Go through the lines below. Copy those with "condition".

====== Data extract

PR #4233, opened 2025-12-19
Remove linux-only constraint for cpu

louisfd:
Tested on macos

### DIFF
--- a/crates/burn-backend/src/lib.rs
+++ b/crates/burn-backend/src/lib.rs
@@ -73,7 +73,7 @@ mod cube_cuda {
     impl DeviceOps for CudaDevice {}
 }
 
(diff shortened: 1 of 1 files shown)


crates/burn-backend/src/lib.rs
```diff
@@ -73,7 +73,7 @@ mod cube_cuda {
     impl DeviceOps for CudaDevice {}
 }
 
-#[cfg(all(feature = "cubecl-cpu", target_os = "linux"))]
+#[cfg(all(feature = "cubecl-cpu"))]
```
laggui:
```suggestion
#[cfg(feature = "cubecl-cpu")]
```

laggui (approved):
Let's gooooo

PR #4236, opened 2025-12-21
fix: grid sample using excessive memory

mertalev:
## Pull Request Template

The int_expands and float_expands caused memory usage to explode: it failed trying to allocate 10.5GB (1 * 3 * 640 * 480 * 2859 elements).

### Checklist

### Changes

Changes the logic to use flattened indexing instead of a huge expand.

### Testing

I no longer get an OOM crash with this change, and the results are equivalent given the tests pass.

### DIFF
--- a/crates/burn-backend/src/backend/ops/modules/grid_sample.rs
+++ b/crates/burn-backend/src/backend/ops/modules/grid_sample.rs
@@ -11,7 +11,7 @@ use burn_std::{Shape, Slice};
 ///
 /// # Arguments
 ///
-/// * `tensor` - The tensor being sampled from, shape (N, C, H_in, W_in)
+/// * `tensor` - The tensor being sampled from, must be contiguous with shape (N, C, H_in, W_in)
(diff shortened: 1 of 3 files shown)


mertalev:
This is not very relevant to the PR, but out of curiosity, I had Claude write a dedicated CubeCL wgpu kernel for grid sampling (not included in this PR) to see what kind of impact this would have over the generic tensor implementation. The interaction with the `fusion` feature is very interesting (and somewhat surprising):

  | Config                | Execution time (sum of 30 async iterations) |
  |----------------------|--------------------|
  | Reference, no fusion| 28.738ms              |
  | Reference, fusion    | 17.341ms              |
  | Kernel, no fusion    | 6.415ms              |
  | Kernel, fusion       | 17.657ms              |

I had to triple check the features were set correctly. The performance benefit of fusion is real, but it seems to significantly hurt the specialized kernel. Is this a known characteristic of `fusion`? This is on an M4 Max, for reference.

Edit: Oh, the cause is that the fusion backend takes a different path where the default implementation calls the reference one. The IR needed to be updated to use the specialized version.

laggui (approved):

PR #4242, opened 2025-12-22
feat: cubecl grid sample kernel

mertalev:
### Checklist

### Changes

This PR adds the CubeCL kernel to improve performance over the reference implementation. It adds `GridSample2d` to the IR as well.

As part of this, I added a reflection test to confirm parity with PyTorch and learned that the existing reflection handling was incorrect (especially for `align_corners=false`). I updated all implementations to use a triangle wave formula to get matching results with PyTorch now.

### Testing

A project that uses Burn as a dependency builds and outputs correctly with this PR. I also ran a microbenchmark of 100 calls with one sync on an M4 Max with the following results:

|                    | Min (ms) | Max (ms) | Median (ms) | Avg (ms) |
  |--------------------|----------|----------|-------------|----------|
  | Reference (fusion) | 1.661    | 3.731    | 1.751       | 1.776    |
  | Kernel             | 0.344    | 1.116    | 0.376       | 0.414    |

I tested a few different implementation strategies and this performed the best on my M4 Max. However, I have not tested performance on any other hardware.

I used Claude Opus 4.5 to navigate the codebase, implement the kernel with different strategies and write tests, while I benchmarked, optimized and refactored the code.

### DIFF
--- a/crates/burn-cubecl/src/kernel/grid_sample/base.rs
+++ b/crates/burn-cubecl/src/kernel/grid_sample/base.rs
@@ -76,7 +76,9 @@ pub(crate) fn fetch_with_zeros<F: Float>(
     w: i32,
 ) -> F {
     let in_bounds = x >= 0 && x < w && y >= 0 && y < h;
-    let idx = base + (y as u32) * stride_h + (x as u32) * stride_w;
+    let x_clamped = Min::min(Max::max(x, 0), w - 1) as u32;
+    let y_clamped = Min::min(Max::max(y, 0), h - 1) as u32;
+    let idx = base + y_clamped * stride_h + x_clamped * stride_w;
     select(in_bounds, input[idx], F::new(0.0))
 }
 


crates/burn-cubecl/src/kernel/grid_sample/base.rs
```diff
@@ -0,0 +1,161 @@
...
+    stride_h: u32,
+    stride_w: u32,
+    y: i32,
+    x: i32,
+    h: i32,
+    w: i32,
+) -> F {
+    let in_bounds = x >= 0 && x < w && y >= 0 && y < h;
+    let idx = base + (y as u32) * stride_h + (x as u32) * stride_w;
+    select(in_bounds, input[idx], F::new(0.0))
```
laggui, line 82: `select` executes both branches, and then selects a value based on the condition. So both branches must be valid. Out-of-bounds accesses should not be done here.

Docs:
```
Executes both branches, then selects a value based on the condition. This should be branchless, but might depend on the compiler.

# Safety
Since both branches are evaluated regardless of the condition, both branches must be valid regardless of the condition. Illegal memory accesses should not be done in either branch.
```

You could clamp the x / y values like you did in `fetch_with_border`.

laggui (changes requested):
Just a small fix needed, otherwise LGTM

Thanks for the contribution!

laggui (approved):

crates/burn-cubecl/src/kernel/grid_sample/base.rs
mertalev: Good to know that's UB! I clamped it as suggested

============
====== Data extract

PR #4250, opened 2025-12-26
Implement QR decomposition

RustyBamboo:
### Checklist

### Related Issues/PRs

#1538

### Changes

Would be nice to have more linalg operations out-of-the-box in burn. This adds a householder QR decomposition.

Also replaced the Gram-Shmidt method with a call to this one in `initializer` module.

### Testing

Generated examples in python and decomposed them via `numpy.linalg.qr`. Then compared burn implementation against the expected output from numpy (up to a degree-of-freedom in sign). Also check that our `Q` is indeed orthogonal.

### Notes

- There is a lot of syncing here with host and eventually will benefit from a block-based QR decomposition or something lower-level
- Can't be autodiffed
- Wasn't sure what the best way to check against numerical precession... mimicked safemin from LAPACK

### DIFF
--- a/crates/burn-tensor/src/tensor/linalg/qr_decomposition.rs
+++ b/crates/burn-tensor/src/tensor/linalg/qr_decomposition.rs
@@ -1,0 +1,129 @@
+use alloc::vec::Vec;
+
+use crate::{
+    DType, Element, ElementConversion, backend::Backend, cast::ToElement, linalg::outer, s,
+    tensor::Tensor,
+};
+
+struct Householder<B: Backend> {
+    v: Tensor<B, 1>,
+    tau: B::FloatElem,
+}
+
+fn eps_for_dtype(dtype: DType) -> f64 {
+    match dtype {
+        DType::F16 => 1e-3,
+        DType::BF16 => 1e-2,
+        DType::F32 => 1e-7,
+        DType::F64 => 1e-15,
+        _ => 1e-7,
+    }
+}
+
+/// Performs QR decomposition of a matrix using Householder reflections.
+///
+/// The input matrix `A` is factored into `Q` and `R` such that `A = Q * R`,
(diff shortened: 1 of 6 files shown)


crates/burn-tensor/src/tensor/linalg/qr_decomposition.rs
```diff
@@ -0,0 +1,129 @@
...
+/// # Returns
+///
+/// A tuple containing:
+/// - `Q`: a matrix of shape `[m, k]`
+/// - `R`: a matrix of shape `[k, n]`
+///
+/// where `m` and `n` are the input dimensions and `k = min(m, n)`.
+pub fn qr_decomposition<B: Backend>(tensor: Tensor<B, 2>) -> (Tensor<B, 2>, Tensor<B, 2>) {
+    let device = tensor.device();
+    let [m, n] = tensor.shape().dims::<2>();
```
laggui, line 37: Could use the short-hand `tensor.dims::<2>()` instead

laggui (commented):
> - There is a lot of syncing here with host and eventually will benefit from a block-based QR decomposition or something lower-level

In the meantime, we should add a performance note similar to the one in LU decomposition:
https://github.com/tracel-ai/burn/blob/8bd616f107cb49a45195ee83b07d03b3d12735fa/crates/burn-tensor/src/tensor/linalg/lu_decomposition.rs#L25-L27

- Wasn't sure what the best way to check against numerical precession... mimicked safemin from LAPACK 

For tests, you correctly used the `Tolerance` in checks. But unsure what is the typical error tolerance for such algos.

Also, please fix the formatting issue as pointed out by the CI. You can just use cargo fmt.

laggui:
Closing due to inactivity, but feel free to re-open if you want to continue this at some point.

============
====== Data extract

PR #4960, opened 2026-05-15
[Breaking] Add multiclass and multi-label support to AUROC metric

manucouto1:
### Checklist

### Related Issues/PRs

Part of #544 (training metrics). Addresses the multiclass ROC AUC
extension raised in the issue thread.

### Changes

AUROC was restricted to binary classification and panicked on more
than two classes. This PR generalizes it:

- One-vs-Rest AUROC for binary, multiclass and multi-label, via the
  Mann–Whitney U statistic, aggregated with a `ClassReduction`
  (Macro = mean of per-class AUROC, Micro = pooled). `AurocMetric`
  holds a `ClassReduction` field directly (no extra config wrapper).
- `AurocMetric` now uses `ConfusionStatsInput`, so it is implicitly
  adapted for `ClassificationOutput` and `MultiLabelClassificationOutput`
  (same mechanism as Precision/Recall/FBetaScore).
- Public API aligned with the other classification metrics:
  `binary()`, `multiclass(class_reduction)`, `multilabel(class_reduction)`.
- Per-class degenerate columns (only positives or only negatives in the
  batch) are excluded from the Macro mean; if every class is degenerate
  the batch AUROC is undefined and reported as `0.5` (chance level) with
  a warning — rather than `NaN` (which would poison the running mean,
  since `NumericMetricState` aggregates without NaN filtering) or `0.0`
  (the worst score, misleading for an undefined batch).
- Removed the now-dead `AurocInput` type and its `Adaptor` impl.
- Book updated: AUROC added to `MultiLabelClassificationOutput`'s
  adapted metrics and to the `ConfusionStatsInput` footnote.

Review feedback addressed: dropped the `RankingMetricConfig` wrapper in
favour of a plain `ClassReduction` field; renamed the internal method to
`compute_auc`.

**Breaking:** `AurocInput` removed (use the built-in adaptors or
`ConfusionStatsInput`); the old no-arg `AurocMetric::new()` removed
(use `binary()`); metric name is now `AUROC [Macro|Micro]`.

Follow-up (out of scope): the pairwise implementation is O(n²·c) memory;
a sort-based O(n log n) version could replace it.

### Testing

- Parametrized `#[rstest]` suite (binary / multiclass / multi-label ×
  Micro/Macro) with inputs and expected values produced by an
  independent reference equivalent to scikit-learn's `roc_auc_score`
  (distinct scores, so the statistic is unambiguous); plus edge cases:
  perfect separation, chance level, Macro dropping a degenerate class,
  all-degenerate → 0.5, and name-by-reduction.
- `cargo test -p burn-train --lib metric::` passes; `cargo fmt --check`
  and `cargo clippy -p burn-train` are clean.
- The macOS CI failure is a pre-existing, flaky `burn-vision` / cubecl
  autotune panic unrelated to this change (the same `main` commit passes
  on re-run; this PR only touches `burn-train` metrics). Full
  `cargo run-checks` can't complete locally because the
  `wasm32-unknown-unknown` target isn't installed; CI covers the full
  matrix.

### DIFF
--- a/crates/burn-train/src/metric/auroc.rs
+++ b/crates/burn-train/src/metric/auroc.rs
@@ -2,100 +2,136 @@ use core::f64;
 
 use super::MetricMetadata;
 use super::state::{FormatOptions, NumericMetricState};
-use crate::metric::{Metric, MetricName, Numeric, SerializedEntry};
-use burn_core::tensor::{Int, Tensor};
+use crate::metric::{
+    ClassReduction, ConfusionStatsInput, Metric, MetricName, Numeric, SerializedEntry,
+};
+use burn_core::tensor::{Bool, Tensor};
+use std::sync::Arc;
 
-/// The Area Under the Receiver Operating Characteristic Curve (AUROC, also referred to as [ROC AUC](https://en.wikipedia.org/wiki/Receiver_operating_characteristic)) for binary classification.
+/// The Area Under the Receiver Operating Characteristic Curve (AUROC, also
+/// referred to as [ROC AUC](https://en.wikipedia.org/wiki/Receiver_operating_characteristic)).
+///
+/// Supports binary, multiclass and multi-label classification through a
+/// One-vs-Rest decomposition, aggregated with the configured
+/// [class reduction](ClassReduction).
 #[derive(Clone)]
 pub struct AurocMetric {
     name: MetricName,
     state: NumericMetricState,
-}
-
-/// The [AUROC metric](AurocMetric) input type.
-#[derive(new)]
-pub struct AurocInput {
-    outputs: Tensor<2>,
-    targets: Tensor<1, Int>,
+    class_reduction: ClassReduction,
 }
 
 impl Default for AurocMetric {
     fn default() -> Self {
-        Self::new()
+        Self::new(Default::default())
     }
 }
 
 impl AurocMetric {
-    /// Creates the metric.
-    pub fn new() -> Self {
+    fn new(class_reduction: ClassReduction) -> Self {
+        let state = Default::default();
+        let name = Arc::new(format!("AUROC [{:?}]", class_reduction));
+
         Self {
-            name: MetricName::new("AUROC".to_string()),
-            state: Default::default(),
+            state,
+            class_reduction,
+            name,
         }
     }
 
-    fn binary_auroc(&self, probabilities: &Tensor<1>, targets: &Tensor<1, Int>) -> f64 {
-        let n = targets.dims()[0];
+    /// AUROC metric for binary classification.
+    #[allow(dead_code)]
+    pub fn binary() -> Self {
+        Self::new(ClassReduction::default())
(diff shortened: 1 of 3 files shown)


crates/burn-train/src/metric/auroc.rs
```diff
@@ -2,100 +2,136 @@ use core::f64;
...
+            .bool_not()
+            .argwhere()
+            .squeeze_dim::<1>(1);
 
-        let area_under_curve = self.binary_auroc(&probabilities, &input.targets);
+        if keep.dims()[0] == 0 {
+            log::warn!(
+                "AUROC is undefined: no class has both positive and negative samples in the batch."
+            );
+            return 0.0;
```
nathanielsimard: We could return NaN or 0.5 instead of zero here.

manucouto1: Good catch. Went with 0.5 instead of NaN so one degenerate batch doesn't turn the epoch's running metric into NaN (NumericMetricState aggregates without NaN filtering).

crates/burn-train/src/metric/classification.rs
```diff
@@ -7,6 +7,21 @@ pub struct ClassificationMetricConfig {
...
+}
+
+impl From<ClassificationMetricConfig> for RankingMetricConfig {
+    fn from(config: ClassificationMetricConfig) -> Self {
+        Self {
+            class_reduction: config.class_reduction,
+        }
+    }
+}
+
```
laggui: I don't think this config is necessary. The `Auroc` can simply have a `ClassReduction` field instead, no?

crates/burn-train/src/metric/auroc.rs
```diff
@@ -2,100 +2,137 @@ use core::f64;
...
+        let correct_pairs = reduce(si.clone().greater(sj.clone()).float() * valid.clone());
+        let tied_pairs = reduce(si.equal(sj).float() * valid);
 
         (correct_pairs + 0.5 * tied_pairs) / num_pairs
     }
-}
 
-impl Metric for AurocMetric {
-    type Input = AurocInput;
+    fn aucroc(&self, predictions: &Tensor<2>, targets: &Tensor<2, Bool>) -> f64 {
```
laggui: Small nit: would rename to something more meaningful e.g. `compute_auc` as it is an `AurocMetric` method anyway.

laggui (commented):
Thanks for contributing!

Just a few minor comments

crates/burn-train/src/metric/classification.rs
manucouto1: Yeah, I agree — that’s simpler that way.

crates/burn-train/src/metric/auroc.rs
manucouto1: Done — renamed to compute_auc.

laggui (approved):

============

_Task result_.
laggui, line 82: `select` executes both branches, and then selects a value based on the condition. So both branches must be valid. Out-of-bounds accesses should not be done here.
Executes both branches, then selects a value based on the condition. This should be branchless, but might depend on the compiler.
Since both branches are evaluated regardless of the condition, both branches must be valid regardless of the condition. Illegal memory accesses should not be done in either branch.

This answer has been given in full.